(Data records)

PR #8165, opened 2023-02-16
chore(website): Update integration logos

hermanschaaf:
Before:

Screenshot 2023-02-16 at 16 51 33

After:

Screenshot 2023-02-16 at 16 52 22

* * *

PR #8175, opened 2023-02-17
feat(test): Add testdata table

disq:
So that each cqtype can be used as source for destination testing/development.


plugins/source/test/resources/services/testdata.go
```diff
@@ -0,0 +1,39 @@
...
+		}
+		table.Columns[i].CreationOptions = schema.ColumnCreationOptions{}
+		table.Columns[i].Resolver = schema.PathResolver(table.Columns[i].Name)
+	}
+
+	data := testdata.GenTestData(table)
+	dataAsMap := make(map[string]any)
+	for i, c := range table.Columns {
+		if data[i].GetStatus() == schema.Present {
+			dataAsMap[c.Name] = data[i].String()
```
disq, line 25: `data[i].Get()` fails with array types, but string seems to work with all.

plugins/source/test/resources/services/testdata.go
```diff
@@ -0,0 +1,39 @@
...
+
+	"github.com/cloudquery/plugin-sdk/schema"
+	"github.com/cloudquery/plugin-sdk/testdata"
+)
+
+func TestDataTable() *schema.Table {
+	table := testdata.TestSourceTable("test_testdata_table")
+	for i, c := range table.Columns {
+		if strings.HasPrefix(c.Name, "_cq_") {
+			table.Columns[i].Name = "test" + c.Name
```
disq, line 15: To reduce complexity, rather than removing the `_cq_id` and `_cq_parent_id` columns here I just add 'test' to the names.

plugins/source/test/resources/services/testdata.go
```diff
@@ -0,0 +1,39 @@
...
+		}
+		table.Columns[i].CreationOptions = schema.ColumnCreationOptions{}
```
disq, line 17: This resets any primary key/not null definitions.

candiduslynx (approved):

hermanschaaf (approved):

EXERCISE INSTRUCTIONS:
Counting only lines that hold the word "approved", state how many there are in the data. Write the number alone.

COMPLETED TASK:
2